Poco habían imaginado la señora Dashwood y sus hijas, cuando recién llegaron a Devonshire, que al poco tiempo de ser presentadas tantos compromisos ocuparían su tiempo, o que la frecuencia de las invitaciones y lo continuo de las visitas les dejarían tan pocas horas para dedicarlas a ocupaciones serias. Sin embargo, fue lo que ocurrió. Cuando Marianne se recuperó, los planes de diversiones en casa y fuera de ella que sir John había estado imaginando previamente, comenzaron a hacerse realidad. Se iniciaron los bailes privados en Barton Park e hicieron tantas excursiones a la costa como lo permitía un lluvioso octubre. En todos esos encuentros estaba incluido Willoughby; y la soltura y familiaridad que tanta naturalidad prestaba a estas reuniones estaba calculada exactamente para dar cada vez mayor intimidad a su relación con las Dashwood; para permitirle ser testigo de las excelencias de Marianne, hacer más señalada su viva admiración por ella y recibir, a través del comportamiento de ella hacia él, la más plena seguridad de su afecto.

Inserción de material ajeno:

PR #13236, opened 2026-08-20
[client,x11] rail: re-send work area when it changes mid-session

oraturk75:
## What this fixes

`xf_rail_send_workarea()` is called once, at RAIL activation. The comment on the current code states plainly that a mid-session `_NET_WORKAREA` change is not re-sent.

The result is that after any change to the host's work area — panel resized or moved, resolution change, monitor hotplug, desktop switch — the server keeps maximizing RemoteApp windows to a work area that no longer exists, for the remainder of the session. Maximized windows either overlap the panel or stop short of the screen edge.

This is easy to hit on a long-lived session and there is currently no way to recover from it short of reconnecting.

## What it does

Subscribes to `PropertyChangeMask` on the root window — preserving any mask already selected there, since the clipboard code also selects on the root window — and watches `_NET_WORKAREA` and `_NET_CURRENT_DESKTOP`.

`_NET_CURRENT_DESKTOP` is included because `_NET_WORKAREA` is indexed by the current desktop, so switching desktops changes the effective work area while the property itself is unchanged.

Sends are coalesced rather than emitted per event. Two reasons:

1. Window managers publish several distinct, individually valid work areas while a panel is being reconfigured. On Cinnamon, restoring a 44px panel publishes the panel-less geometry first, then the settled one.
2. The server's window-geometry reply is asynchronous. A reply to an earlier send can arrive after a later send has already gone out, and the client then applies the superseded geometry. Observed directly: two sends 83 ms apart, the reply to the first arriving 102 ms after the second, leaving the window at the stale size.

So a one-shot timer is re-armed on every relevant `PropertyNotify` and only the value that survives the settle interval is sent. The timer runs in mainloop context via `freerdp_timer_add(..., mainloop=true)`, so the Xlib reads and the channel write stay on the main thread.

Because the timer disarms on fire and needs a fresh event plus a full interval to fire again, the settle interval is also the guaranteed minimum spacing between sends. 300 ms leaves roughly 60% headroom over the ~185 ms reply latency measured on this setup. A value equal to the last one successfully sent is suppressed outright.

**Known bound:** this holds while the server's geometry-reply latency stays below the settle interval. A server slow enough to exceed 300 ms could still invert replies. Fixing that in general would need request/reply correlation that `TS_RAIL_ORDER_SYSPARAM` does not provide.

Failure to subscribe to the root-window events warns and continues — work-area tracking degrades, the session does not.

## How to test

1. Start a RemoteApp session: `xfreerdp3 /v:<host> /app:program:notepad.exe`
2. Maximize the app window. It should stop at the panel edge.
3. Change your panel's height (or move it to another screen edge).
4. Maximize again — the window should respect the new work area. On master it uses the old one.
5. Repeat with a resolution change, and with a desktop switch on a multi-desktop WM.

With `/log-level:DEBUG` the client logs each decision:

```
Deferring work area 0,0 1664x936: still settling
Deferring work area 0,0 1664x892: still settling
Sending work area 0,0 1664x892
```

The transient value is visible as deferred and never sent. Repeating an unchanged value logs `Suppressing work area ...: unchanged`.

Tested on Ubuntu 26.04 / Cinnamon / X11 against Windows 11 Pro. Clipboard round-trip and a non-RAIL full-desktop connection were checked for regressions, since the change touches the root-window event mask.

### DIFF
--- a/client/X11/xf_event.c
+++ b/client/X11/xf_event.c
@@ -974,6 +974,15 @@ static BOOL xf_event_PropertyNotify(xfContext* xfc, const XPropertyEvent* event,
 	WINPR_ASSERT(xfc);
 	WINPR_ASSERT(event);
 
+	const Window root = DefaultRootWindow(xfc->display);
+	if ((event->window == root) &&
+	    ((event->atom == xfc->NET_WORKAREA) || (event->atom == xfc->NET_CURRENT_DESKTOP)))
+	{
+		if (!xfc->remote_app || !xfc->rail)
+			return TRUE;
+		return xf_rail_schedule_workarea(xfc);
+	}
+
 	/*
 	 * This section handles sending the appropriate commands to the rail server
 	 * when the window has been minimized, maximized, restored locally
--- a/client/X11/xf_rail.c
+++ b/client/X11/xf_rail.c
@@ -29,6 +29,7 @@
 #include <winpr/print.h>
 
 #include <freerdp/client/rail.h>
+#include <freerdp/timer.h>
 
 #include "xf_window.h"
 #include "xf_rail.h"
@@ -36,6 +37,14 @@
 
 #include <freerdp/log.h>
 #define TAG CLIENT_TAG("x11")
+/*
+ * The settle interval is also the minimum spacing between sends, because the timer disarms on fire
+ * and needs a fresh event plus a full interval to fire again. That spacing is what prevents a stale
+ * server geometry reply from overtaking the next send. 300 ms leaves roughly 60% headroom over the
+ * ~185 ms reply latency measured here, so a loaded host or server has room before replies can
+ * invert; one slower than the interval still can.
+ */
+#define WORKAREA_SETTLE_INTERVAL_NS 300000000UL
 
 static const char* error_code2str(UINT32 code)
 {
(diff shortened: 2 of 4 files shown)


akallabeth (commented):
* can you explain why you added a settle timer? (the explanation regarding superseded updates is not really convincing)
* why don't  you just listen for the corresponding [ConfigureNotify](https://tronche.com/gui/x/xlib/events/window-state-change/configure.html) event and send it there?

akallabeth:
@oraturk75 ok, thank you for your pull request.

I've taken your commit and refactored some things to better fit the rest of the code with https://github.com/FreeRDP/FreeRDP/pull/13238

I've removed the timer as it complicates things (and, as you already mentioned there are high latency links).
did work so far here (debian13/gnome), hope on your end as well?

oraturk75:
Thanks, and thanks for taking it further. The refactor is clearly better placed than what I had.

**On the settle timer.** I added it because on Cinnamon, restoring a panel publishes two distinct work areas in one burst, and the second send raced the server's reply to the first:

```
29.864  -> send work area 936   (transient, panel-less)
29.947  -> send work area 892   (settled)
30.049  <- server WindowUpdate windowHeight=936
30.084  ConfigureNotify h=936   -- stale value applied
```

The window then stayed at 936 for the rest of the session. What I missed is *why* it stayed: it had been promoted to `_NET_WM_STATE_FULLSCREEN`, because a work area equal to the full screen makes maximized and fullscreen coincide, and that state is sticky.

I re-ran the same case on your version just now (3f40fa109, Cinnamon/X11, Win11 Pro). The inversion still occurs, but it recovers:

```
10:434  -> send 936
10:509  -> send 888
10:588  <- server WindowUpdate 936
10:613  ConfigureNotify h=936   -- stale, as before
10:842  <- server WindowUpdate 890   -- server corrects
10:843  ConfigureNotify h=888   -- settles correctly
```

So roughly 230 ms of wrong geometry rather than a stuck window. The timer was treating a symptom of the sticky fullscreen promotion, not the race itself. Your version is fine here. No stuck window, no crash, and I'd rather have the lower latency.

**On ConfigureNotify.** It does not fire for the case this is mostly about. A panel resize doesn't change the root window's geometry, only `_NET_WORKAREA`. Measured with `xev -root` on Cinnamon, resizing the panel 48 -> 64 -> 48:

```
15 PropertyNotify   (3 of them _NET_WORKAREA)
 0 ConfigureNotify
```

`ConfigureNotify` would catch resolution changes and monitor hotplug, but would miss panel changes entirely.

Also confirmed working on my end: panel 48 -> 64 -> 48 with a maximized RemoteApp, correct final geometry, clipboard fine, no assertion.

Elinor no podía sentirse sorprendida ante el apego entre los jóvenes. Tan sólo deseaba que lo mostraran menos abiertamente, y una o dos veces se atrevió a sugerir a Marianne la conveniencia de un cierto control sobre sí misma. Pero Marianne aborrecía todo disimulo cuando la franqueza no iba a conducir a un mal real; y empeñarse en reprimir sentimientos que no eran en sí mismos censurables le parecía no sólo un esfuerzo innecesario, sino también una lamentable sujeción de la razón a ideas erróneas y ramplonas. Willoughby pensaba lo mismo; y en todo momento, el comportamiento de ambos era una perfecta ilustración de sus opiniones.

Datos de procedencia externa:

PR #2820, opened 2023-06-13
(Add) Invite retraction

Roardom:
Allow users and staff to retract unused invites.


Roardom:
These should use some sort of soft deletion instead, but still kept and not permanently deleted.

PR #2837, opened 2023-06-18
(Add) Torrent activity icons

HDVinnie:


espiman:
shouldn't history as not_completed be seeder=0?

Thanks

PR #2852, opened 2023-07-03
(Fix) Safe defaults for forum permissions on group creation

Roardom:
Too often a new group is created and forum permissions are forgotten to be updated.


HDVinnie:
good call

PR #2910, opened 2023-07-18
(Add) Redis history batching

Roardom:
Although now currently functional, #2565 unfortunately doesn't offer any performance improvements. This is most likely because `history` seems to be the main bottleneck, not `peers`. This PR follows the same code structure, but for the history records instead. It also uses the new Laravel feature to have commands be ran more often than once per minute.


HDVinnie:
NOTE: This should not be used. 7.x.x is not released yet so those running it in beta beware this PR while merged still needs work!

PR #2965, opened 2023-07-27
(Fix) Request rejection rejector fetching

Roardom:
- `->username` isn't a property of `->user()` (relation rather than object)
- Changed the variable names to be more clear.
- Fetch the relations before clearing the fields needed to fetch the relation otherwise the notification will have null as the sender

### DIFF
--- a/app/Http/Controllers/RequestFillController.php
+++ b/app/Http/Controllers/RequestFillController.php
@@ -64,17 +64,18 @@ class RequestFillController extends Controller
     {
         abort_unless($request->user()->id === $torrentRequest->user_id || $request->user()->group->is_modo, 403);
 
+        $filler = $torrentRequest->filler;
+        $requester = $torrentRequest->user;
+        $approver = $request->user();
+
         $torrentRequest->update([
             'filled_by'   => null,
             'filled_when' => null,
             'torrent_id'  => null,
         ]);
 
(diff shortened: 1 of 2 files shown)


Oha-you:
Note: same changes are needed for [ApprovedRequestFillController.php#L85](https://github.com/HDInnovations/UNIT3D-Community-Edition/blob/master/app/Http/Controllers/ApprovedRequestFillController.php#L85), otherwise request creator's name is revealed to the filler when the creator approves a fill.

Sorry, I'm too lazy to create a proper issue.

Roardom:
> Note: same changes are needed for [ApprovedRequestFillController.php#L85](https://github.com/HDInnovations/UNIT3D-Community-Edition/blob/master/app/Http/Controllers/ApprovedRequestFillController.php#L85), otherwise request creator's name is revealed to the filler when the creator approves a fill.
> 
> Sorry, I'm too lazy to create a proper issue.

The line you reference creates a new NewRequestFillApprove notification, which only says `anonymous` for the request creator's name if the torrent request is anon:

https://github.com/HDInnovations/UNIT3D-Community-Edition/blob/c904aea8beac627666c8c9e120672a4987b6d5a1/app/Notifications/NewRequestFillApprove.php#L58-L59

I also tested by creating a new anonymous request with one account, filling it using another account without anonymous ticked, and the filler received a notification saying "An anonymous user has approved your fill of Requested Torrent test".

PR #3040, opened 2023-08-08
(Update) Inline announce job

Roardom:
This prevents duplicate queries from being made since laravel jobs by default refetch Models from the database if they are an argument. The main issue with doing this before was that the Peer/History inserts/updates are expensive, but we now only do an O(1) insert into a redis queue and upsert them all at once later. User and Torrent updates are occasional enough that they shouldn't be an issue, and PersonalFreeleech and FreeleechToken queries should have small enough tables and be cached fast enough that there shouldn't be any issues either.


Roardom:
This current iteration won't work. The delay for the port connectivity check has to be async from the announce otherwise the 1 second delay will bring everything offline. Options include moving the port connectivity check to an hourly scheduled job, or to maintain the job but serialize the models as primitive arrays.

Roardom:
Peer connectivity checks are now moved to an hourly scheduled job: #3113

PR #3056, opened 2023-08-14
(Update) Use foreign key constraints for forum and topics ids

Roardom:
Also rely on parent_id = null, instead of parent_id = 0 to determine if the forum is a category.


HDVinnie:
Tests are failing

Roardom:
> Tests are failing

Fixed.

Cuando él estaba presente, ella no tenía ojos para nadie más. Todo lo que él hacía estaba bien. Todo lo que decía era inteligente. Si sus tardes en la finca concluían con partidas de cartas, él se hacía trampas a sí mismo y al resto de los comensales para darle a ella una buena mano. Si el baile constituía la diversión de la noche, formaban pareja la mitad del tiempo; y cuando se veían obligados a separarse durante un par de piezas, se Preocupaban de permanecer de pie uno junto al Otro, y apenas hablaban una palabra con nadie más. Por supuesto, tal conducta los exponía a las constantes r isa s de los otros, pero el ridículo no los avergonzaba y apenas parecía molestarlos.

La señora Dashwood celebraba todos sus sentimientos con una ternura que la privaba de todo deseo de controlar el excesivo despliegue de ellos. Para ella, tal abundancia no era sino la consecuencia natural de un intenso afecto en espíritus jóvenes y apasionados.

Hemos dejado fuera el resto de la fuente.